PR #797, opened 2016-02-09
Expand docstring comments for the auth tests.

ptnapoleon:
@mambocab and @knifewine to review.

### DIFF
--- a/assertions.py
+++ b/assertions.py
@@ -1,5 +1,5 @@
 import re
-from cassandra import InvalidRequest, Unavailable, ConsistencyLevel, WriteFailure, WriteTimeout, ReadFailure, ReadTimeout
+from cassandra import InvalidRequest, Unavailable, ConsistencyLevel, WriteFailure, WriteTimeout, ReadFailure, ReadTimeout, Unauthorized
 from cassandra.query import SimpleStatement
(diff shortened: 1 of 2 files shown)


ptnapoleon:
If you're wondering why I changed all the assertions that check we have no permissions set, from comparing len() == 0 to comparing sets, is to improve debug output.

Previously if the tests failed, it would just say "Expected 0 rows, got X" where X is an int. Now it will say "Expected 0 rows, found X", where X are the actual rows pulled from C*.

mambocab:
My comment on `prepare()` applies everywhere it's described as `launch a one-node cluster`. It's a little nit, but it should be pretty easy to clean up too, so I think you should hold merge on fixing it.

mambocab:
Logging off, but I just wanted to note that I've reviewed through to `create_ks_auth_test`.

ptnapoleon:
@knifewine do you have bandwidth to resume Jim's review?

ptnapoleon:
The newest commit about your desire for namedtuples breaks everything [specifically the assertions]? Is there a more correct way to make these into namedtuples? If not, why did you want that?

knifewine:
+1

PR #798, opened 2016-02-09
Remove upgrade_tests default upgrade logic

mambocab:
I feel like there's some cleanup to do in this history, and these commits will need to be rebased onto master after #787 is merged, but the code is in place.

The big change is the removal of `upgrade_tests.upgrade_base.get_default_upgrade_path` and the code that calls it. It's replaced by code that extends the upgrade-test-generation code introduced in #787 by attaching the specified upgrade path to the test class, rather than specifying it through a mess of environment variables and weird logic defining the default path.

This is currently running here:

http://cassci.datastax.com/view/Dev/view/mambocab/job/mambocab-consolidated-upgrades/20/

We can use this job to run all our upgrade tests on a single job if we like.

### DIFF
--- a/upgrade_tests/cql_tests.py
+++ b/upgrade_tests/cql_tests.py
@@ -1,5 +1,6 @@
 # coding: utf-8
 
+import itertools
 import math
 import random
 import struct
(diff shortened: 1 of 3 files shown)


mambocab:
I will want feedback from @ptnapoleon and @knifewine for this one. Like #787, we can't just merge this, because there are changes that will need to be made in our CassCI jobs. We may also need to change our exclude config files.

ptnapoleon:
All seems good to me

mambocab:
Rebasing now.

mambocab:
Ok, rebase done. Requesting a review from @hatch.

upgrade_tests/cql_tests.py
```diff
@@ -5225,26 +5228,27 @@ def bug_10652_test(self):
...
-     'CL': ConsistencyLevel.ALL,
-     '__test__': True},
+     'CL': ConsistencyLevel.ALL},
     {'NODES': 2,
-     'RF': 1,
-     '__test__': True},
+     'RF': 1},
 ]
+specs = [dict(s, UPGRADE_PATH=p, __test__=True)
+         for s, p in itertools.product(topology_specs, VALID_UPGRADE_PAIRS)]
```
knifewine: nice

knifewine:
+1, lgtm

mambocab:
Seems to be running more or less happily here:

http://cassci.datastax.com/view/Dev/view/mambocab/job/mambocab-consolidated-upgrades/21/console

So, merging \o/

PR #799, opened 2016-02-10
gate upgrade test discovery on env var

mambocab:
This sets `__test__` based on the value of the `UPGRADE_TEST_RUN` env var -- so, rather than skip the test, it removes it from test discovery entirely. This works around problems we had on non-upgrade jobs after merging #798, where `nosetests` threw up when passed too many test names.

On my machine, this seems to work:

```sh
$ CASSANDRA_VERSION=git:trunk nosetests --collect-only 2>&1 -vv | grep upgrade_tests  
upgrade_tests/regression_test.py:TestForRegressions.test_10822 ... ok
                                                                                                                                  
$ UPGRADE_TEST_RUN=true CASSANDRA_VERSION=git:trunk nosetests --collect-only 2>&1 -vv | grep upgrade_tests | wc -l
2921
```

Can a reviewer please verify?

### DIFF
--- a/upgrade_tests/cql_tests.py
+++ b/upgrade_tests/cql_tests.py
@@ -23,7 +23,7 @@ from thrift_bindings.v22.ttypes import (CfDef, Column, ColumnOrSuperColumn,
                                         Mutation)
 from thrift_tests import get_thrift_client
 from tools import known_failure, require, rows_to_list, since
-from upgrade_base import VALID_UPGRADE_PAIRS, UpgradeTester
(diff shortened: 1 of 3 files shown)


mshuler:
+1 lgtm - we looked at the test buckets created for a dtest run with this patch, and no upgrade_tests/ tests!

mambocab:
ftr, here's the job we ran: http://cassci.datastax.com/view/Dev/view/mambocab/job/mambocab-cassandra-3.0-dtest/69

PR #800, opened 2016-02-10
Test for CASSANDRA-11050

pcmanus:
Test to reproduce CASSANDRA-11050, to commit when the issue itself is committed.


ptnapoleon:
+1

* * * * *

### Exercise instructions:
Where a line above includes "Unavailable", copy that line.

### Solution:
-from cassandra import InvalidRequest, Unavailable, ConsistencyLevel, WriteFailure, WriteTimeout, ReadFailure, ReadTimeout
+from cassandra import InvalidRequest, Unavailable, ConsistencyLevel, WriteFailure, WriteTimeout, ReadFailure, ReadTimeout, Unauthorized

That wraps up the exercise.